PR #5306, opened 2025-04-07
docs: Add Edge Proxy liveness and readiness checks

rolodato:


docs/docs/deployment/hosting/locally-edge-proxy.md
```diff
@@ -245,14 +245,17 @@ Or, log access logs to file in generic format while logging everything else to s
...
-fetch all its configured environment documents. If any environment document could not be fetched during a configurable
-grace period, the health check will fail with a 500 status code. This allows the Edge Proxy to continue reporting as
-healthy even if the Flagsmith API is temporarily unavailable.
+The Edge Proxy exposes two health check endpoints:
 
-You can point your orchestration health checks to this endpoint.
+* `/proxy/health/liveness`: Always responds with a 200 status code. Use this health check to determine if the Edge
+  Proxy is alive and able to respond to requests.
+* `/proxy/health/readiness`: Responds with a 200 status if the Edge Proxy was able to fetch all its configured
+  environment documents within a configurable grace period. This allows the Edge Proxy to continue reporting as healthy
```
Zaimwa9, line 255: What do you think about keeping the "otherwise the health check will fail with a 500 status code" just to be exhaustive @rolodato ?

rolodato: I intentionally left this out, as IMO customers should not intentionally expect a 500 or any other status code. Any non-200 response should be considered a failure.

In https://github.com/Flagsmith/edge-proxy/pull/151, we changed the health checks to return a 503 instead of 500. This can help distinguish between an error happening in the health check itself, or the health check completing but failing. It's a subtle difference but can help distinguish is the Edge Proxy is the one actually responding with an expected failure, or if it's an unexpected failure from an upstream component such a proxy or load balancer.

Zaimwa9: Noted!

Zaimwa9 (approved):
All good for me then, thanks for the explanation!

Issue #123, opened 2021-06-16
Integer Traits and Feature State Values should be stored at least 64bit


dabeeeenster:
Currently integer traits and Feature State Values in postgres top out at 2147483647. We need to change the data type that is used to store the value in postgres. 

In addition, the front end should bubble up these error messages to the user if the values cannot be stored for whatever reason.

kyle-ssg:
As it stands the API does not return an error that can be parsed by the frontend, assign back to me when it can. 

The frontend will also now start treating numbers outside of the safe range as a string, however the API fails with a numeric string as it seems to cast it to an integer, resulting in a similar "integer out of range" error.

![image](https://user-images.githubusercontent.com/8608314/129481574-877e444a-c95a-4463-b3d6-4229044d4490.png)

![image](https://user-images.githubusercontent.com/8608314/129481599-21983f22-d555-4b30-894a-83b3047eba82.png)

matthewelwell:
I have been through and tested all of the scenarios on 2.169.2 in which using a numeric value greater than the maximum size of a 32-bit integer causes an error to be thrown: 

 1. When creating a new feature with an initial value

Cases I tested where the FE automatically converts the value to a string (and the BE leaves it as a string): 

 1. Updating a feature value in a versioned or a non-versioned environment
 2. Updating the value of a segment override in a versioned or non-versioned environment
 3. Update the value of an identity override in a versioned or a non-versioned environment, in SaaS (i.e. edge)
 4. Creating and publishing a change request for the environment value in a versioned or a non-versioned environment
 5. Creating a publishing a change request for a segment override in a versioned environment
 6. Creating an identity override in a versioned or a non-versioned environment, self-hosted

I have therefore created #5314 to resolve the one outstanding case. As per the description on that PR, the end goal is still to move away from storing values as anything other than strings, but this is a temporary solution that will work until we build API V2 and move to using strings and explicit type definitions everywhere.

PR #5314, opened 2025-04-08
fix: convert large integers to strings

matthewelwell:
## Changes

Related issue: https://github.com/Flagsmith/flagsmith/issues/123

This PR is a step in the right direction, but still needs further resolution as defined in https://github.com/Flagsmith/flagsmith/issues/1667. This simply replicates the behaviour already implemented by the FE in all cases except this one (because the conversion is happening on the backend). 

Updated an existing unit test.


api/features/utils.py
```diff
@@ -8,34 +11,38 @@ def get_value_type(value: str) -> str:
...
     e.g. "12" -> "int", "12.34" -> "float", etc.
     """
-    if is_integer(value):  # type: ignore[no-untyped-call]
+    if is_32_bit_integer(value):
         return INTEGER
-    elif is_boolean(value):  # type: ignore[no-untyped-call]
+    elif is_boolean(value):
         return BOOLEAN
     else:
         return STRING
```
Zaimwa9, line 19: We could use an enum for the feature value types available for stronger typing maybe with the ones in `value_types.py`
```
INTEGER = "int"
STRING = "unicode"
BOOLEAN = "bool"
FLOAT = "float"
```

matthewelwell: Yeah, agreed. I kind of hate enums in python but let me see what it looks like if I replace these strings with them.

api/tests/unit/features/test_unit_features_utils.py
```diff
@@ -8,6 +9,7 @@
     "value, expected_type",
     (
         ("1", INTEGER),
+        (f"{MAX_32_BIT_INTEGER + 1}", STRING),
```
Zaimwa9, line 12: Maybe super edge case but are we safe with the negative limit (-MAX_32_BIT_INTEGER) ?
I ran the tests with 
```
        (f"{-MAX_32_BIT_INTEGER - 100}", STRING),
```
It fails (returning integer) and I wonder if it would break ?

Zaimwa9 (changes requested):
One question to address, once resolved (needed or not) looks good to go

api/tests/unit/features/test_unit_features_utils.py
matthewelwell: Good catch! Fixed [here](https://github.com/Flagsmith/flagsmith/pull/5314/commits/7595c67a3a93ff164e426deae23167f5cd454644), and test updated.

api/features/utils.py
matthewelwell: This turned into a pretty large refactor that I'm not particularly keen on including in this PR (see [here](https://github.com/Flagsmith/flagsmith/pull/5314/commits/8193baa423fcc8aa14a9681bd16132656cc604b2)). It might be something to add in a separate PR, however.

Zaimwa9: Alright, just to confirm, do you need to revert the commit with enum or can I test the PR with it included ?

matthewelwell: Yeah, I'll revert that commit, and probably submit a separate PR with just that commit in it.

matthewelwell: I mostly just pushed it here as a bit of a 'show and tell' 🙂

Zaimwa9 (approved):
Thanks for the changes

matthewelwell:
Note:

I have manually tested the following scenarios in staging and validated that it works as expected: 

 1. Create a feature with a numeric value larger than the max size and verify that it is created successfully, and the value is cast to a string
 2. Create a feature with a numeric value smaller than the max size and verify that it is created successfully, and the value is not cast to a string (it is an integer)
 3. Create a new environment in a project that has a feature with an initial value which is numeric and larger than the max size, and verify that the new environment is correctly created, with the feature state, and the feature state's value is cast to a string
§ §
Retype the records that precede this task, keeping them exactly the same.

Exercise output —
PR #5306, opened 2025-04-07
docs: Add Edge Proxy liveness and readiness checks

rolodato:


docs/docs/deployment/hosting/locally-edge-proxy.md
```diff
@@ -245,14 +245,17 @@ Or, log access logs to file in generic format while logging everything else to s
...
-fetch all its configured environment documents. If any environment document could not be fetched during a configurable
-grace period, the health check will fail with a 500 status code. This allows the Edge Proxy to continue reporting as
-healthy even if the Flagsmith API is temporarily unavailable.
+The Edge Proxy exposes two health check endpoints:
 
-You can point your orchestration health checks to this endpoint.
+* `/proxy/health/liveness`: Always responds with a 200 status code. Use this health check to determine if the Edge
+  Proxy is alive and able to respond to requests.
+* `/proxy/health/readiness`: Responds with a 200 status if the Edge Proxy was able to fetch all its configured
+  environment documents within a configurable grace period. This allows the Edge Proxy to continue reporting as healthy
```
Zaimwa9, line 255: What do you think about keeping the "otherwise the health check will fail with a 500 status code" just to be exhaustive @rolodato ?

rolodato: I intentionally left this out, as IMO customers should not intentionally expect a 500 or any other status code. Any non-200 response should be considered a failure.

In https://github.com/Flagsmith/edge-proxy/pull/151, we changed the health checks to return a 503 instead of 500. This can help distinguish between an error happening in the health check itself, or the health check completing but failing. It's a subtle difference but can help distinguish is the Edge Proxy is the one actually responding with an expected failure, or if it's an unexpected failure from an upstream component such a proxy or load balancer.

Zaimwa9: Noted!

Zaimwa9 (approved):
All good for me then, thanks for the explanation!

Issue #123, opened 2021-06-16
Integer Traits and Feature State Values should be stored at least 64bit


dabeeeenster:
Currently integer traits and Feature State Values in postgres top out at 2147483647. We need to change the data type that is used to store the value in postgres. 

In addition, the front end should bubble up these error messages to the user if the values cannot be stored for whatever reason.

kyle-ssg:
As it stands the API does not return an error that can be parsed by the frontend, assign back to me when it can. 

The frontend will also now start treating numbers outside of the safe range as a string, however the API fails with a numeric string as it seems to cast it to an integer, resulting in a similar "integer out of range" error.

![image](https://user-images.githubusercontent.com/8608314/129481574-877e444a-c95a-4463-b3d6-4229044d4490.png)

![image](https://user-images.githubusercontent.com/8608314/129481599-21983f22-d555-4b30-894a-83b3047eba82.png)

matthewelwell:
I have been through and tested all of the scenarios on 2.169.2 in which using a numeric value greater than the maximum size of a 32-bit integer causes an error to be thrown: 

 1. When creating a new feature with an initial value

Cases I tested where the FE automatically converts the value to a string (and the BE leaves it as a string): 

 1. Updating a feature value in a versioned or a non-versioned environment
 2. Updating the value of a segment override in a versioned or non-versioned environment
 3. Update the value of an identity override in a versioned or a non-versioned environment, in SaaS (i.e. edge)
 4. Creating and publishing a change request for the environment value in a versioned or a non-versioned environment
 5. Creating a publishing a change request for a segment override in a versioned environment
 6. Creating an identity override in a versioned or a non-versioned environment, self-hosted

I have therefore created #5314 to resolve the one outstanding case. As per the description on that PR, the end goal is still to move away from storing values as anything other than strings, but this is a temporary solution that will work until we build API V2 and move to using strings and explicit type definitions everywhere.

PR #5314, opened 2025-04-08
fix: convert large integers to strings

matthewelwell:
## Changes

Related issue: https://github.com/Flagsmith/flagsmith/issues/123

This PR is a step in the right direction, but still needs further resolution as defined in https://github.com/Flagsmith/flagsmith/issues/1667. This simply replicates the behaviour already implemented by the FE in all cases except this one (because the conversion is happening on the backend). 

Updated an existing unit test.


api/features/utils.py
```diff
@@ -8,34 +11,38 @@ def get_value_type(value: str) -> str:
...
     e.g. "12" -> "int", "12.34" -> "float", etc.
     """
-    if is_integer(value):  # type: ignore[no-untyped-call]
+    if is_32_bit_integer(value):
         return INTEGER
-    elif is_boolean(value):  # type: ignore[no-untyped-call]
+    elif is_boolean(value):
         return BOOLEAN
     else:
         return STRING
```
Zaimwa9, line 19: We could use an enum for the feature value types available for stronger typing maybe with the ones in `value_types.py`
```
INTEGER = "int"
STRING = "unicode"
BOOLEAN = "bool"
FLOAT = "float"
```

matthewelwell: Yeah, agreed. I kind of hate enums in python but let me see what it looks like if I replace these strings with them.

api/tests/unit/features/test_unit_features_utils.py
```diff
@@ -8,6 +9,7 @@
     "value, expected_type",
     (
         ("1", INTEGER),
+        (f"{MAX_32_BIT_INTEGER + 1}", STRING),
```
Zaimwa9, line 12: Maybe super edge case but are we safe with the negative limit (-MAX_32_BIT_INTEGER) ?
I ran the tests with 
```
        (f"{-MAX_32_BIT_INTEGER - 100}", STRING),
```
It fails (returning integer) and I wonder if it would break ?

Zaimwa9 (changes requested):
One question to address, once resolved (needed or not) looks good to go

api/tests/unit/features/test_unit_features_utils.py
matthewelwell: Good catch! Fixed [here](https://github.com/Flagsmith/flagsmith/pull/5314/commits/7595c67a3a93ff164e426deae23167f5cd454644), and test updated.

api/features/utils.py
matthewelwell: This turned into a pretty large refactor that I'm not particularly keen on including in this PR (see [here](https://github.com/Flagsmith/flagsmith/pull/5314/commits/8193baa423fcc8aa14a9681bd16132656cc604b2)). It might be something to add in a separate PR, however.

Zaimwa9: Alright, just to confirm, do you need to revert the commit with enum or can I test the PR with it included ?

matthewelwell: Yeah, I'll revert that commit, and probably submit a separate PR with just that commit in it.

matthewelwell: I mostly just pushed it here as a bit of a 'show and tell' 🙂

Zaimwa9 (approved):
Thanks for the changes

matthewelwell:
Note:

I have manually tested the following scenarios in staging and validated that it works as expected: 

 1. Create a feature with a numeric value larger than the max size and verify that it is created successfully, and the value is cast to a string
 2. Create a feature with a numeric value smaller than the max size and verify that it is created successfully, and the value is not cast to a string (it is an integer)
 3. Create a new environment in a project that has a feature with an initial value which is numeric and larger than the max size, and verify that the new environment is correctly created, with the feature state, and the feature state's value is cast to a string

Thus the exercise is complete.